Top of Information

PR #1670, opened 2020-10-03
feat: [#1670] Add key code enums and KeyboardEvent.code support

### LINKED ISSUE #1654: Add full ASCII printable set of keys and switch to KeyboardEvent.code
### Context

Currently Excalibur does not have every printable ASCII character in it's constants and is using the deprecated `KeyboardEvent.keyCode`. We are no longer supporting IE11 so no need to support `keyCode`

### Proposal

* Add a constant for every ~~printable ASCII~~ physical key in Excalibur.
  * Current constants using deprecated keyCode property
        https://github.com/excaliburjs/Excalibur/blob/main/src/engine/Input/Keyboard.ts#L8-L59

* Update logic to use `KeyboardEvent.code` https://developer.mozilla.org/en-US/docs/Web/API/KeyboardEvent/code
https://github.com/excaliburjs/Excalibur/blob/main/src/engine/Input/Keyboard.ts#L132

See ascii table https://theasciicode.com.ar/ascii-control-characters/horizontal-tab-ascii-code-9.html

rledford:
Closes #1654

## Changes
- Converted `Keys` enum value type from _number_ to _string_
- Changed `Keyboard` _keys, _keysUp, and _keysDown type from _number[]_ to _Keys[]_
- Updated `Keyboard` event handlers to use updated `Keys` enum 
- Added more key codes to `Keys` enum
- Added comments for key definition groups and sorted


src/engine/Input/Keyboard.ts
```diff
@@ -208,4 +266,11 @@ export class Keyboard extends Class {
         return code;
     }
   }
+
+  /**
+   * Gets the key code from KeyboardEvent.code if supported otherwise from KeyboardEvent.keyCode
+   */
+  private _getKeyCode(ev: KeyboardEvent): number {
+    return ev.code !== undefined ? parseInt(ev.code, 10) : ev.keyCode;
```
eonarheim, line 274: @rledford I don't think that `parseInt` will work on `ev.code` as expected.  `ev.code` is a string constant of the form "KeyA" 

image

See sandbox https://codesandbox.io/s/key-code-y6994?file=/src/index.ts

src/engine/Input/Keyboard.ts
```diff
@@ -6,6 +6,7 @@ import * as Events from '../Events';
  * Enum representing input key codes
  */
 export enum Keys {
```
eonarheim, line 8: Since we are switching to `KeyboardEvent.code` we should switch this enum to be an enum of strings

```typescript
export enum Keys {
   Num1 = "Numpad1",
   A = "KeyA"
...
```

src/engine/Input/Keyboard.ts
eonarheim: We are dropping support for IE so we don't need to worry about the the case where `ev.keyCode` is present and `ev.code` is not. Any objections to that @jedeen @kamranayub?

eonarheim (changes requested):
@rledford Thanks for adding the missing enum values, request a change to the enum and key handling logic

src/engine/Input/Keyboard.ts
rledford: the keyboard events in the chromium browser in the karma tests only have keyCode and I didn’t want to push anything that didn’t pass. I’ll change it to only use the KeyboardEvemt.code though.

src/engine/Input/Keyboard.ts
rledford: you’re right. i’ll get this sorted out.

src/engine/Input/Keyboard.ts
eonarheim: We'll likely need to update some tests :+1: thanks!

rledford:
@eonarheim, on my local branch I've converted the Keys enum to use the appropriate string values. In order to resolve a linter error I've cast the `KeyboardEvent.code` from a _string_ to _Keys_ type like this.

```js
// in keydown/keyup event listeners
const code = ev.code
// ...
const keyEvent = new KeyEvent((<any>Keys)[code]);
```

Everyone ok with this?

rledford:
In order to allow dependencies of `KeyEvent` and `Keys` to reference keys using bracket notation, in files like `/src/stories/Keyboard.stories.ts`, the `Keys` enum keys must match the string value. This could be a breaking change since I have to change ```A = 'KeyA'``` to ```KeyA = 'KeyA'```. Thoughts?

eonarheim:
@rledford One way to avoid the breaking change may be to treat the `KeyboardEvent.code` as a `Keys` type, which is technically true given the recent enum change. 

It is unfortunate that typescript enums don't have a convenient reverse lookup unless the name matches the value. 

Something like this?

```typescript
const enum Keys {
  A = "KeyA"
}

class KeyEvent {
  constructor(public key: Keys) {}
}

document.addEventListener("keydown", (ev) => {
  const key: Keys = ev.code as Keys;
  const keyEvent = new KeyEvent(key);
  console.log(key);
  console.log(Keys.A);
});
```

Example code sandbox
https://codesandbox.io/s/key-casting-deogv

rledford:
ok thanks.

rledford:
@eonarheim, the Keys enum has been changed to use string values. I updated KeyInputSpec to mock key events with a `code` property. All tests pass now. I also updated the Keyboard.stories to use the new Keys enum implementation.

rledford:
I'm investigating the build failure caused by Keys in src/engine/Engine.ts

rledford:
I'm going to have to rework some things again.

rledford:
I've updated `Keys` to include multiple keys for the same value (e.g. `A` and `KeyA`). The reason being that, for example, when calling `getKeys()` it will return an array of the Keys values which for `A` is `KeyA`, but when trying to reference `Keyboard.Keys` using bracket notation with values returned from `getKeys()`, there would not be a `KeyA`.

I'm having an issue with _sandbox/tests/zoom/zoom.ts_ when checking for plus and minus keys.
```js
if (ev.key === 107 /* + */) {
  game.currentScene.camera.zoom((currentZoom += 0.03));
}
```

When changed to the following:

```js
if (ev.key === ex.Input.Keys.NumAdd /* + */) {
  game.currentScene.camera.zoom((currentZoom += 0.03));
}
```

The following pre-commit git error is raised and I'm not sure how to resolve this issue.

```The file does not match your project config: sandbox/tests/zoom/zoom.ts.```

eonarheim:
@rledford I'll take a look today, we probably have something odd in our commit hooks that needs to be addressed

kamranayub:
@rledford if needed, you can bypass pre-commit checks with `-n` e.g. `git commit -nm "my commit"`

rledford:
ok thanks

eonarheim:
Okay I'm pretty sure this is a misconfiguration of our eslint in regards to `./sandbox` code, the gist is eslint will not perform any linting unless the file is configured in in a tsconfig that eslint knows about explicitly (which it isn't unfortunately). We must not have noticed since we don't change that area of test code very frequently, especially with the move to storybook style tests.

@rledford Go ahead and bypass the pre-commits with the `-n` flag for these issues as @kamranayub suggested

rledford:
@eonarheim and @kamranayub Thanks for helping me get that sorted out. Looks like everything passed this time.

eonarheim (approved):

eonarheim:
Thanks for the hard work on this @rledford!

rledford:
Glad to help. I’ll see what else I can help with.

Issue #1363, opened 2019-12-26
Scene constructor documentation is confusing/inconsistent


eonarheim:
### Steps to Reproduce
https://codesandbox.io/s/excaliburjs-reproduction-01-pezj9

```typescript
import * as ex from 'excalibur'

const game = new ex.Engine({
  width: 800,
  height: 600,
  displayMode: ex.DisplayMode.FullScreen,
  pointerScope: ex.Input.PointerScope.Document,
})

const Scene1 = new ex.Scene()
const label = new ex.Label('Hello', 10, 10, '48px Arial')

Scene1.add(label)

game.addScene('Scene1', Scene1)
game.goToScene('Scene1')
game.start()
```

### Expected Result

The typings for new ex.Scene indicate that it requires an Engine object to be passed in, yet it actually does not. Why is this? I see that the argument is labeled in the Typescript idiom which indicates an unused variable (leading underscore).

### Actual Result

Engine is not actually required 

### Environment
- operating system: n/a
- Excalibur versions: master

### Current Workaround
Use ex.Scene with or without passing an Engine argument

### Suggested fix
Either update the documentation to disambiguate proper usage, or correct the typing on ex.Scene

PR #1677, opened 2020-10-04
fix: Make engine parameter optional for scene constructor

miqh:
Hello,

This minor change should address #1363.

As additional information, I noticed there aren't any usages within the codebase which invoke the parameter-less constructor for `Scene`. However, there are usages with the `Engine` argument supplied scattered throughout spec and test files. The usages of `new Scene()` appear to be confined to the documentation.

I also noticed there had been a change made in the past (#1068) which caused the `Engine` argument to be mandatory in the constructor signature to begin with. It's not clear to me exactly why that was done given the context available.

---

==================


eonarheim (approved):
@miqh Thanks for your contribution!

eonarheim:
@miqh I think that the change to make it mandatory introduced in #1068 was an oversight on our part.

PR #1679, opened 2020-10-04
fix: [#1687] Actor z-index regression

### LINKED ISSUE #888: Actor z-index throws an error if set on a child actor or on an Actor not part of a scene
This issue was brought up on the forum by Maxime, https://groups.google.com/forum/#!topic/excaliburjs/NPdFFSPDdwE

This may take some work to fix, probably by generalizing draw code from scene and extracting them into a separate class that can be used both by scenes, child actors, and any other actor based data structrue meant for drawing.

### Steps to Reproduce
Repro codepen https://codepen.io/anon/pen/YrVwOe?editors=0010#0

image

Setting the z-index on a child actor does not work because the scene drawTree relies on a scene to order drawing, but child actors do not have a scene they are a member of.

Excalibur Actor.ts line 620
```typescript

   /**
    * Sets the z-index of an actor and updates it in the drawing list for the scene. 
    * The z-index determines the relative order an actor is drawn in.
    * Actors with a higher z-index are drawn on top of actors with a lower z-index
    * @param newIndex new z-index to assign
    */
   public setZIndex(newIndex: number) {
      this.scene.cleanupDrawTree(this);
      this._zIndex = newIndex;
      this.scene.updateDrawTree(this);
   }
```

### Expected Result
Excalibur should allow z-index operations in child actors

### Actual Result
Errors are thrown and the game does not load.

### Environment
- browsers and versions: Chrome 60+
- operating system: Windows 10
- Excalibur versions: v0.12.0

### LINKED ISSUE #1678: Z-Index is broken since v0.24.5
### Steps to Reproduce

1. Create some actors.
2. Set a different z-index on each actor.
3. Position the actors to overlap.

### Expected Result

Actors with a higher z-index should be displayed in front of actors with a lower z-index.

### Actual Result

Actors are displayed in no particular order.

### Environment

- browsers and versions: Firefox 80
- operating system: Windows 10
- Excalibur versions: 0.24.5

The problem is commit 855ce516.

In this commit calls to `SortedList.getComparable` have been changed from `getComparable.call(element)` to `getComparable(element)`. In other words, `element` was previously passed as `this`, but now it is passed as an argument. However the actual implementation passed as `getComparable` still expects `element` to be passed as `this`.

eonarheim:

==================

Closes #1678 
Also Closes #888 

## Changes:

- Fix z-index regression in sorted list
- Add safety around z-index setting that fixes #888
- Adds a unit test to ensure this isn't broken in the future


kamranayub (approved):
Lgtm!

PR #1707, opened 2020-11-10
refactor: [#994] Switch to browser promises

### LINKED ISSUE #994: Replace Excalibur promise implementation with browser implementation

eonarheim:

==================

Closes #994

## Changes:

- Retarget to es2015 from es5 for browser promises (without polyfill)
- Replace Excalibur `ex.Promise` with built in browser promise
- Refactor loader
- Fix tests, subtle changes needed to be made because callbacks are now on the microtask queue


src/spec/PromiseSpec.ts
```diff
@@ -1,6 +1,6 @@
 import * as ex from '@excalibur';
 
-describe('A promise', () => {
+xdescribe('A promise', () => {
```
jedeen, line 3: Were these tests failing as a result of the deprecation?

eonarheim: I'll figure this out before we merge, seems to be something related to the `@obsolete()` some sort of dependency issue

src/engine/Drawing/Sprite.ts
```diff
@@ -51,7 +51,7 @@ export class SpriteImpl implements Drawable {
   private _spriteCtx: CanvasRenderingContext2D = null;
   private _pixelData: ImageData = null;
   private _pixelsLoaded: boolean = false;
-  private _dirtyEffect: boolean = false;
+  private _dirtyEffect: boolean = true;
```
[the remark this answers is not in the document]
eonarheim: I'll look at this a little closer, but that is what it means. Perhaps there is a better way to handle the new load semantics and initializing the sprite for first use

src/spec/PromiseSpec.ts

Bottom of Information

Work order>
Here the job is to transcribe the lines from the first line of the data through the line containing "### Proposal", inclusive, exactly and with nothing else.

Result of the exercise>
PR #1670, opened 2020-10-03
feat: [#1670] Add key code enums and KeyboardEvent.code support

### LINKED ISSUE #1654: Add full ASCII printable set of keys and switch to KeyboardEvent.code
### Context

Currently Excalibur does not have every printable ASCII character in it's constants and is using the deprecated `KeyboardEvent.keyCode`. We are no longer supporting IE11 so no need to support `keyCode`

### Proposal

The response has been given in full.